[Source data]
PR #74, opened 2019-03-21
fix: Thread safety regarding metrics

aleksabl:
Fixed a couple of issues regarding metrics when
`MetricsBucket.registerCount` is called concurrently

### DIFF
--- a/src/main/java/no/finn/unleash/metric/ToggleCount.java
+++ b/src/main/java/no/finn/unleash/metric/ToggleCount.java
@@ -1,41 +1,43 @@
 package no.finn.unleash.metric;
 
-import java.util.HashMap;
 import java.util.Map;
+import java.util.concurrent.ConcurrentHashMap;
+import java.util.concurrent.ConcurrentMap;
+import java.util.concurrent.atomic.AtomicLong;
 
 class ToggleCount {
-    private long yes;
-    private long no;
-    private Map<String, Long> variants;
+    private final AtomicLong yes;
+    private final AtomicLong no;
+    private final ConcurrentMap<String, AtomicLong> variants;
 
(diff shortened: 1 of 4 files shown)


src/main/java/no/finn/unleash/metric/ToggleCount.java
```diff
@@ -1,41 +1,43 @@
...
+        this.yes = new AtomicLong(0);
+        this.no = new AtomicLong(0);
+        this.variants = new ConcurrentHashMap<>();
     }
 
     public void register(boolean active) {
-        if(active) {
-            yes++;
+        if (active) {
+            yes.incrementAndGet();
```
ivarconr: wow, and I really remember now that `++` is not an atomic operation.

ivarconr:
Thanks, it's nice to get the metric counting thread-safe!

Before merging this I would like to do some performance evaluation. 

Do you have any thoughts on performance @aleksabl ?

aleksabl:
If you create micro benchmark I'm sure you'll find that the code will be a bit slower than the version that only works in a single thread environment. But in the grand scheme of things, I think the performance implications are negible.

ivarconr:
:+1:  I'm sure it probably does not matter, but nice to now what we are talking 1ms vs. 0.003ms

aleksabl:
I'm not sure how much slower it is, but we're definetly not taking about 1ms (or even 0.1ms) here

ivarconr:
I have tested the change (on my machine) it it seems do add about 20ns. I think this is fine and worth it as the accuracy of metrics will be increased. 

If we later want it to be faster we could simply just add results to a list, and perform the counting as part of metrics pusher.

PR #78, opened 2019-06-17
Add support for SLF4J and Make dependency on Log4j 2.x optional

joschi:
A client library, such as unleash-client-java, shouldn't force users to use a specific logging library.

[SLF4J](https://www.slf4j.org/) allows users to select from a wide variety of logging libraries, such as Log4j 1.x, Log4j 2.x, Logback, java.util.logging, and others.


ivarconr:
My thinking has been that we only depend on `log4j-api` and the user can add any bridge she likes (e.g. `log4j-slf4j-impl`). 

Can you enlighten me why it would be better to depend on `slf4j-api`? Does it not exist bridges for log4j2 to most logging frameworks today?

ivarconr:
Side note:

After introducing [subscriber-api](https://github.com/Unleash/unleash-client-java#subscriber-api) I have been thinking we might actually remove the built in logging, and provide examples (or even separate implementation) and remove logging dependency all together.

joschi:
> My thinking has been that we only depend on `log4j-api` and the user can add any bridge she likes (e.g. `log4j-slf4j-impl`).

[log4j-api](https://logging.apache.org/log4j/2.x/log4j-api/index.html) forces users of this library to use Log4j 2.x in their application. There are no other implementations against this API.

[log4j-slf4j-impl](https://logging.apache.org/log4j/2.x/log4j-slf4j-impl/index.html) on the other hand is a Log4j 2.x implementation against the SLF4J API. When using SLF4J, users can decide themselves, whether they want to use java.util.logging, Logback, Log4j, Log4j 2.x, or Apache Commons Logging (which itself is also a wrapper around logging frameworks) in their application.

> Does it not exist bridges for log4j2 to most logging frameworks today?

Only for [Log4j 1.2](https://logging.apache.org/log4j/2.x/log4j-1.2-api/index.html) and [java.util.logging](https://logging.apache.org/log4j/2.x/log4j-jul/index.html), as far as I know.

joschi:
@ivarconr Should we continue with this pull request or would you rather not do the change and I close it?

ivarconr:
I have been holding off as it probably should be part of v4.

joschi:
@ivarconr Yes, I guess that makes sense since it's a breaking change (with regards to the dependencies).

Do you have an idea when you would like to start working on version 4 of Unleash or the Unleash Java client?

ivarconr:
@joschi I have already started on both. 

Variants and strategy constraints are both v4 functionality we have started on testing out with clients to make sure they work correctly.

jan-berge-ommedal:
@ivarconr @joschi  i am interested in this change as well, and i see an ongoing 4.x branch. Perhaps this PR could re-target and merge into that branch?

joschi:
@jan-berge-ommedal @ivarconr I'm not using Unleash anymore and this PR seems to have deteriorated quite a bit since opening it.

Additionally, the `4.x` branch hasn't seen any activity for 2 years, so I'm probably going to close this PR.

Feels free to use my code, though. 😄

jan-berge-ommedal:
Hi, getting back on this horse again.

@ivarconr what are your thoughts about this one? 

I personally favor slf4j-api over log4j-api since it is lighter and more flexible. But logging in java quickly gets messy anyways, so the ideal library in my mind is the one that comes with no hard (log) dependencies and lets you take control yourself. Optionally with some sensible defaults. 

So i really like this idea https://github.com/Unleash/unleash-client-java/pull/78#issuecomment-503270519

The unleash client could come with no dependency on neither slf4j-api nor log4j-api, try to auto-detect them at runtime and fall back on sysout logging if all else fails. If it in addition provides a way to bridge logging over the subscriber-api, it will be very non-obtrusive and easy to integrate everywhere.

If this sounds great to you @ivarconr, I can make a suggestion that might even be safe to put into v3 since it will auto-detect log4j-api.

ivarconr:
> If this sounds great to you @ivarconr, I can make a suggestion that might even be safe to put into v3 since it will auto-detect log4j-api.

It sounds like a decent solution to me.

ivarconr:
closing this as change-set is rather big. We will create a new PR which only do the sl4j change. Relevant change: https://github.com/Unleash/unleash-client-java/pull/78/commits/d5013c7c8aa113dbceeb47c960e73c0212b2407c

● Exercise prompt:
Every entry, from top to bottom, should be repeated word for word.

● The completed task:
PR #74, opened 2019-03-21
fix: Thread safety regarding metrics

aleksabl:
Fixed a couple of issues regarding metrics when
`MetricsBucket.registerCount` is called concurrently

### DIFF
--- a/src/main/java/no/finn/unleash/metric/ToggleCount.java
+++ b/src/main/java/no/finn/unleash/metric/ToggleCount.java
@@ -1,41 +1,43 @@
 package no.finn.unleash.metric;
 
-import java.util.HashMap;
 import java.util.Map;
+import java.util.concurrent.ConcurrentHashMap;
+import java.util.concurrent.ConcurrentMap;
+import java.util.concurrent.atomic.AtomicLong;
 
 class ToggleCount {
-    private long yes;
-    private long no;
-    private Map<String, Long> variants;
+    private final AtomicLong yes;
+    private final AtomicLong no;
+    private final ConcurrentMap<String, AtomicLong> variants;
 
(diff shortened: 1 of 4 files shown)


src/main/java/no/finn/unleash/metric/ToggleCount.java
```diff
@@ -1,41 +1,43 @@
...
+        this.yes = new AtomicLong(0);
+        this.no = new AtomicLong(0);
+        this.variants = new ConcurrentHashMap<>();
     }
 
     public void register(boolean active) {
-        if(active) {
-            yes++;
+        if (active) {
+            yes.incrementAndGet();
```
ivarconr: wow, and I really remember now that `++` is not an atomic operation.

ivarconr:
Thanks, it's nice to get the metric counting thread-safe!

Before merging this I would like to do some performance evaluation. 

Do you have any thoughts on performance @aleksabl ?

aleksabl:
If you create micro benchmark I'm sure you'll find that the code will be a bit slower than the version that only works in a single thread environment. But in the grand scheme of things, I think the performance implications are negible.

ivarconr:
:+1:  I'm sure it probably does not matter, but nice to now what we are talking 1ms vs. 0.003ms

aleksabl:
I'm not sure how much slower it is, but we're definetly not taking about 1ms (or even 0.1ms) here

ivarconr:
I have tested the change (on my machine) it it seems do add about 20ns. I think this is fine and worth it as the accuracy of metrics will be increased. 

If we later want it to be faster we could simply just add results to a list, and perform the counting as part of metrics pusher.

PR #78, opened 2019-06-17
Add support for SLF4J and Make dependency on Log4j 2.x optional

joschi:
A client library, such as unleash-client-java, shouldn't force users to use a specific logging library.

[SLF4J](https://www.slf4j.org/) allows users to select from a wide variety of logging libraries, such as Log4j 1.x, Log4j 2.x, Logback, java.util.logging, and others.


ivarconr:
My thinking has been that we only depend on `log4j-api` and the user can add any bridge she likes (e.g. `log4j-slf4j-impl`). 

Can you enlighten me why it would be better to depend on `slf4j-api`? Does it not exist bridges for log4j2 to most logging frameworks today?

ivarconr:
Side note:

After introducing [subscriber-api](https://github.com/Unleash/unleash-client-java#subscriber-api) I have been thinking we might actually remove the built in logging, and provide examples (or even separate implementation) and remove logging dependency all together.

joschi:
> My thinking has been that we only depend on `log4j-api` and the user can add any bridge she likes (e.g. `log4j-slf4j-impl`).

[log4j-api](https://logging.apache.org/log4j/2.x/log4j-api/index.html) forces users of this library to use Log4j 2.x in their application. There are no other implementations against this API.

[log4j-slf4j-impl](https://logging.apache.org/log4j/2.x/log4j-slf4j-impl/index.html) on the other hand is a Log4j 2.x implementation against the SLF4J API. When using SLF4J, users can decide themselves, whether they want to use java.util.logging, Logback, Log4j, Log4j 2.x, or Apache Commons Logging (which itself is also a wrapper around logging frameworks) in their application.

> Does it not exist bridges for log4j2 to most logging frameworks today?

Only for [Log4j 1.2](https://logging.apache.org/log4j/2.x/log4j-1.2-api/index.html) and [java.util.logging](https://logging.apache.org/log4j/2.x/log4j-jul/index.html), as far as I know.

joschi:
@ivarconr Should we continue with this pull request or would you rather not do the change and I close it?

ivarconr:
I have been holding off as it probably should be part of v4.

joschi:
@ivarconr Yes, I guess that makes sense since it's a breaking change (with regards to the dependencies).

Do you have an idea when you would like to start working on version 4 of Unleash or the Unleash Java client?

ivarconr:
@joschi I have already started on both. 

Variants and strategy constraints are both v4 functionality we have started on testing out with clients to make sure they work correctly.

jan-berge-ommedal:
@ivarconr @joschi  i am interested in this change as well, and i see an ongoing 4.x branch. Perhaps this PR could re-target and merge into that branch?

joschi:
@jan-berge-ommedal @ivarconr I'm not using Unleash anymore and this PR seems to have deteriorated quite a bit since opening it.

Additionally, the `4.x` branch hasn't seen any activity for 2 years, so I'm probably going to close this PR.

Feels free to use my code, though. 😄

jan-berge-ommedal:
Hi, getting back on this horse again.

@ivarconr what are your thoughts about this one? 

I personally favor slf4j-api over log4j-api since it is lighter and more flexible. But logging in java quickly gets messy anyways, so the ideal library in my mind is the one that comes with no hard (log) dependencies and lets you take control yourself. Optionally with some sensible defaults. 

So i really like this idea https://github.com/Unleash/unleash-client-java/pull/78#issuecomment-503270519

The unleash client could come with no dependency on neither slf4j-api nor log4j-api, try to auto-detect them at runtime and fall back on sysout logging if all else fails. If it in addition provides a way to bridge logging over the subscriber-api, it will be very non-obtrusive and easy to integrate everywhere.

If this sounds great to you @ivarconr, I can make a suggestion that might even be safe to put into v3 since it will auto-detect log4j-api.

ivarconr:
> If this sounds great to you @ivarconr, I can make a suggestion that might even be safe to put into v3 since it will auto-detect log4j-api.

It sounds like a decent solution to me.

ivarconr:
closing this as change-set is rather big. We will create a new PR which only do the sl4j change. Relevant change: https://github.com/Unleash/unleash-client-java/pull/78/commits/d5013c7c8aa113dbceeb47c960e73c0212b2407c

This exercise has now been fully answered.